Look through the data below and show every line that includes "private".

▶

PR #310, opened 2020-10-20
Fixes fail to parse expected status codes server config. 

vuqtran88:
### Description
The expected status codes returned with the server side config is returning an array instead of a string. This PR fixes parsing expected status codes server config failure. The agent will handle the following `error_collector.expected_status_codes` server config values:

`"error_collector.expected_status_codes":[401, 404]`
`"error_collector.expected_status_codes":["401"," 404"]`
`"error_collector.expected_status_codes":["401"," 404-410"]`


src/Agent/NewRelic/Agent/Core/Configuration/DefaultConfiguration.cs
```diff
@@ -1144,11 +1144,15 @@ public TimeSpan ErrorEventsHarvestCycle
...
 
-            var expectedStatusCodeArray = expectedStatusCodesString.Split(StringSeparators.Comma, StringSplitOptions.RemoveEmptyEntries);
+            if(expectedStatusCodeArray == null)
+            {
+                return expectedStatusCodes;
+            }
+
             foreach (var singleCodeOrRange in expectedStatusCodeArray)
             {
                 var index = singleCodeOrRange.IndexOf(HyphenChar);
```
jifeingo, line 1158: line 1162:   can it just be `var upperBoundString = singleCodeOrRange.Substring(index+1).Trim()`

src/Agent/NewRelic/Agent/Core/JsonConverters/ExpectedStatusCodesConverter.cs
```diff
@@ -0,0 +1,46 @@
...
+            return new ExpectedStatusCodes(new[] { jt.ToString() });
+        }
+
+        public override void WriteJson(JsonWriter writer, object value, JsonSerializer serializer)
+        {
+            throw new NotImplementedException();
+        }
+    }
+
+}
```
jifeingo, line 46: Is there a documented use case for us receiving a string with a single value or an array of strings for the same property?  If not, we should not have a custom JSON converter.

src/Agent/NewRelic/Agent/Core/Configuration/ServerConfiguration.cs
```diff
@@ -326,4 +329,15 @@ public void OnError(StreamingContext context, ErrorContext errorContext)
...
+    [JsonConverter(typeof(ExpectedStatusCodesConverter))]
+    public class ExpectedStatusCodes
+    {
+        public ExpectedStatusCodes(IEnumerable<string> expectedStatusCodesArray)
+        {
+            ExpectedStatusCodesArray = expectedStatusCodesArray;
+        }
+
+        public IEnumerable<string> ExpectedStatusCodesArray { get; private set; }
+    }
```
jifeingo, line 342: This feels unnecessary.  It seems that the only use case is an string[] which would make this class unnecessary.

src/Agent/NewRelic/Agent/Core/Configuration/ServerConfiguration.cs
```diff
@@ -211,7 +214,7 @@ public class AgentConfig
             public IEnumerable<KeyValuePair<string, IEnumerable<string>>> ErrorCollectorExpectedMessages { get; set; }
 
             [JsonProperty("error_collector.expected_status_codes")]
-            public string ErrorCollectorExpectedStatusCodes { get; set; }
+            public ExpectedStatusCodes ErrorCollectorExpectedStatusCodes { get; set; }
```
jifeingo, line 217: Why a specific class here and not just an array of strings.

src/Agent/NewRelic/Agent/Core/Configuration/ServerConfiguration.cs
```diff
@@ -211,7 +214,7 @@ public class AgentConfig
             public IEnumerable<KeyValuePair<string, IEnumerable<string>>> ErrorCollectorExpectedMessages { get; set; }
 
             [JsonProperty("error_collector.expected_status_codes")]
-            public string ErrorCollectorExpectedStatusCodes { get; set; }
+            public IEnumerable<object> ErrorCollectorExpectedStatusCodes { get; set; }
```
jifeingo, line 217: This should be a string.

vuqtran88: The server response value for this is actually an array of integers. I am using object here instead of int because there is a possibility that server response value would be be an array of strings when server side config for this starts to support a range of status codes.

src/Agent/NewRelic/Agent/Core/Configuration/DefaultConfiguration.cs
```diff
@@ -1902,7 +1902,6 @@ private T HighSecurityModeOverrides<T>(T overriddenValue, T originalValue)
 
         private static T ServerOverrides<T>(T server, T local) where T : class
         {
-            Debug.Assert(local != null);
```
jifeingo, line 1905: Were you able to track down in GHE why this was put in place?

src/Agent/NewRelic/Agent/Core/Configuration/DefaultConfiguration.cs
```diff
@@ -2048,18 +2047,24 @@ private void ParseExpectedErrorConfigurations()
 
             foreach (var errorClass in _localConfiguration.errorCollector.expectedMessages)
             {
-                var messages = errorClass.message;
-                if (messages != null)
+                if (errorClass.message != null)
```
jifeingo, line 2050: what happens if errorClass.message is empty?

vuqtran88: I believe it will set any errors from that class to be expected.

src/Agent/NewRelic/Agent/Core/Configuration/DefaultConfiguration.cs
```diff
@@ -2048,18 +2047,24 @@ private void ParseExpectedErrorConfigurations()
...
                 {
-                    localExpectedErrorMessages.Add(errorClass.name, messages);
+                    localExpectedErrorMessages[errorClass.name] = errorClass.message;
                 }
             }
 
-            var expectedErrorInfo = ServerOverrides(_serverConfiguration.RpmConfig.ErrorCollectorExpectedMessages, localExpectedErrorMessages).ToDictionary();
+            var expectedErrorInfo = localExpectedErrorMessages;
```
jifeingo, line 2056: We should reverse the order of this.
Read the server side messages in first.  If there aren't any or it's empty, then we should process the local config.

This entire block of code should be performed after attempting to read the server config settings.

src/Agent/NewRelic/Agent/Core/Configuration/DefaultConfiguration.cs
```diff
@@ -2069,45 +2066,48 @@ private void ParseExpectedErrorConfigurations()
                 {
                     expectedErrorInfo[className] = Enumerable.Empty<string>();
                     Log.Warn($"{className} class is specified in both errorCollector.expectedClasses and errorCollector.expectedMessages configurations. Any errors of this class will be marked as expected.");
```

◀

:: Exercise output ::
+        public IEnumerable<string> ExpectedStatusCodesArray { get; private set; }
@@ -1902,7 +1902,6 @@ private T HighSecurityModeOverrides<T>(T overriddenValue, T originalValue)
         private static T ServerOverrides<T>(T server, T local) where T : class
@@ -2048,18 +2047,24 @@ private void ParseExpectedErrorConfigurations()
@@ -2048,18 +2047,24 @@ private void ParseExpectedErrorConfigurations()
@@ -2069,45 +2066,48 @@ private void ParseExpectedErrorConfigurations()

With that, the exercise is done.